72 Were a person in Australia generously to allow another to occupy their house whilst they were away, that person would no doubt owe a debt of gratitude. If things went wrong, the person in occupation would no doubt feel they owed the owner some sort of explanation. I rather doubt that the situation is remarkably different in the Philippines.
73 However that may be, I do not accept that, in any sense, even making due allowances for differences in culture, that the statements by Mr Almirol in response to Mrs Davis during the intercepted conversations were involuntary (cf Swaffield and Pavic (supra) at 169/170). Mrs Davis was known to Mr Almirol. She was not a "person in authority". She was a friend who had extended a kindness to him. Things had gone badly wrong, causing Mrs Davis some real inconvenience. Nonetheless, it could not be said that Mr Almirol was overborne. He responded to her questions. He told her what he chose to disclose. There were, for instance, differences in the account he gave in their face to face meeting at Christmas and the conversations in May 2003.

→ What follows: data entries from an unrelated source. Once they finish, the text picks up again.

PR #102, opened 2015-05-19
Start working on removing global JS IPython

Carreau:
1) rename to jupyter.
2) Start removing this weird "we require the global namespace to add ourself to it"

Note that 2 is all or nothing, or requireJS complain that `module Xyz has not yet be loaded in current contex`.

So if we agreed to trop the IPython/Jupyter global (at least to store module) for 4.0 that would be great and simplify things a lot.

### DIFF
--- a/examples/Notebook/Custom Keyboard Shortcuts.ipynb
+++ b/examples/Notebook/Custom Keyboard Shortcuts.ipynb
@@ -38,7 +38,7 @@
    "cell_type": "markdown",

74 It often happens that the person who makes the telephone call, or is fitted with a listening device, is a friend and has the trust of the person to whom he or she is speaking. It is that trust which makes the evidence highly reliable. It will be noticed that the person who was used to obtain the evidence in Pavic was Clancy, a friend of Pavic. In that context, Brennan CJ said this in Swaffield and Pavic (supra): (at 185/6)

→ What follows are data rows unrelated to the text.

PR #105, opened 2015-05-21
update Dockerfile

minrk:
with new current repo layout

cc @rgbkrk


rgbkrk:
Thank you so much @minrk. Ended up rekicking the failed part of the Travis build since it's unrelated.

We'll probably need to update our Docker Hub links too.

- "In Pavic's case, the confessional statements were made to Clancy whom Pavic knew as a friend. Clancy was not a police officer or other person in authority over Pavic. There was no impropriety in the police obtaining Clancy's consent to the recording by Clancy of his intended conversation with Pavic. A serious crime had been committed and the means adopted for its solution and for the securing of evidence against the prime suspect were quite legitimate. The investigation of crime is not a game governed by a sportsman's code of fair play ( Bunnings v Cross (1978) 141 CLR 54 at 74, per Stephen and Aickin JJ). Fairness to those suspected of crime is not the giving of a sporting opportunity to escape the consequences of any legitimate and proper investigation or the giving of a sufficient opportunity 'to invent plausible falsehoods' ( R v Lee (1950) 82 CLR 133 at 152)."
75 Sperling J, in R v Cassar (No 27)[1999] NSWSC 650, referred to the following passage from a judgment of Dowsett J in O'Neill (1995) 81 A Crim R 458, where the following was said: (at 553)

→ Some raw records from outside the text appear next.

PR #120, opened 2015-05-27
Hardcode widgets

jdfreder:
sibling PRs:
https://github.com/ipython/ipykernel/pull/19
https://github.com/ipython/ipywidgets/pull/38

### DIFF
--- a/notebook/notebookapp.py
+++ b/notebook/notebookapp.py
@@ -238,6 +238,20 @@ class NotebookWebApplication(web.Application):
         handlers.extend(load_handlers('services.nbconvert.handlers'))
         handlers.extend(load_handlers('services.kernelspecs.handlers'))
         handlers.extend(load_handlers('services.security.handlers'))
+        
+        # BEGIN HARDCODED WIDGETS HACK
+        try:
+            import ipywidgets
+            handlers.append(
+                (r"/nbextensions/widgets/(.*)", FileFindHandler, {
+                    'path': ipywidgets.find_static_assets(),
+                    'no_cache_paths': ['/'], # don't cache anything in nbextensions
+                }),
+            )
+        except:
+            self.log.warn('ipywidgets package not installed.  Widgets are unavailable.')
+        # END HARDCODED WIDGETS HACK
+        
         handlers.append(
             (r"/nbextensions/(.*)", FileFindHandler, {
                 'path': settings['nbextensions_path'],
--- a/notebook/notebookapp.py
+++ b/notebook/notebookapp.py
@@ -142,7 +142,7 @@ class NotebookWebApplication(web.Application):
             ipython_app, kernel_manager, contents_manager, cluster_manager,
             session_manager, kernel_spec_manager, config_manager, log, base_url,
             default_url, settings_overrides, jinja_env_options)
-        handlers = self.init_handlers(settings)
+        handlers = self.init_handlers(settings, ipython_app)
 
         super(NotebookWebApplication, self).__init__(handlers, **settings)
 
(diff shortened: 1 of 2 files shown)


notebook/notebookapp.py
```diff
@@ -238,6 +238,20 @@ def init_handlers(self, settings):
...
         handlers.extend(load_handlers('services.kernelspecs.handlers'))
         handlers.extend(load_handlers('services.security.handlers'))
+        
+        # BEGIN HARDCODED WIDGETS HACK
+        try:
+            import ipywidgets
+            handlers.append(
+                (r"/nbextensions/widgets/(.*)", FileFindHandler, {
+                    'path': ipywidgets.find_static_assets(),
+                    'no_cache_paths': ['/'], # don't cache anything in nbextensions
```
takluyver: It probably is safe to cache our own widget js, right? It may be a bit annoying while developing them, but for users who install the package, it should be able to use the cache.

takluyver:
I think this approach makes sense - it seems unlikely that we will have a satisfactory solution to the packaging questions by 4.0, and it looks like this should avoid any extra complexity for users.

notebook/static/notebook/js/main.js
```diff
@@ -50,6 +50,12 @@ require([
     ) {
     "use strict";
 
+    // BEGIN HARDCODED WIDGETS HACK
+    // Don't include in above require call, avoiding r.js
+    // and crash on import failure.
+    require(['nbextensions/widgets/notebook/js/extension'], function(){});
```
minrk: Shouldn't this have an errback to log when widgets are unavailable?

notebook/notebookapp.py
jdfreder: It probably is, but is it worth the annoyance?  I have no idea what kind of performance increase it'll give.  Does the browser cache work regardless?

notebook/notebookapp.py
```diff
@@ -238,6 +238,20 @@ def init_handlers(self, settings):
...
+                }),
+            )
+        except:
+            self.log.warn('ipywidgets package not installed.  Widgets are unavailable.')
```
takluyver:
```
AttributeError: 'NotebookWebApplication' object has no attribute 'log'
```

I'm not sure what's the best way to log from the web application class.

minrk: At this point, I think the current logger is available as `self.ipython_app.log`.

jdfreder:
Sorry, I've been gone forever, the last commit should fix the log call me thinks.  \*waits...\*

jdfreder:
*bump*

notebook/notebookapp.py
jasongrout: Now that widgets are their own package, I don't think they should be treated in a special way.

jdfreder: Too late for that https://github.com/ipython/ipykernel/pull/19 .  This is just a temporary thing, until the packaging problem is solved.

notebook/notebookapp.py
```diff
@@ -238,6 +238,20 @@ def init_handlers(self, settings):
...
+        try:
+            import ipywidgets
+            handlers.append(
+                (r"/nbextensions/widgets/(.*)", FileFindHandler, {
+                    'path': ipywidgets.find_static_assets(),
+                    'no_cache_paths': ['/'], # don't cache anything in nbextensions
+                }),
+            )
+        except:
+            ipython_app.log.warn('ipywidgets package not installed.  Widgets are unavailable.')
```
minrk: I think this can be `app_log`, and you don't need to add `ipython_app`as an arg to this method.

jdfreder:
@minrk see last commit

jdfreder:
Woot!  Looks like this was the missing piece causing the widget tests to fail.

- "It cannot be said that because Lally was acting covertly on behalf of the police, there was inequality in the relationship between her and the appellant which might suggest to the appellant that she was under an obligation to speak. No question of involuntariness or unfairness arose from the fact that the appellant was not warned. The police are not obliged to be absolutely frank in investigating crime. Indeed, the law providing for the use of listening devices is statutory authority to the contrary. Although we might all prefer that friendship not be exploited for ulterior purposes, the public interest in detecting and punishing crime outweighs social nicety. "
(emphasis added)
76 Turning, then, to the discretion under s90, I adopt the reasons of James J and determine that, having regard to all the circumstances, including the additional material placed before me, the Court should not refuse to admit the evidence upon the basis that it would be unfair to the accused to use the evidence, subject to the comments of James J which I repeat: (p12, para [7)
- "... It may be that there would be some prejudice to the accused through the admission of evidence of things said by Trocio about what had happened on 15 December 2002. However, I consider that the accused can be protected against any such prejudice by the giving of directions and/or by the editing of the interview."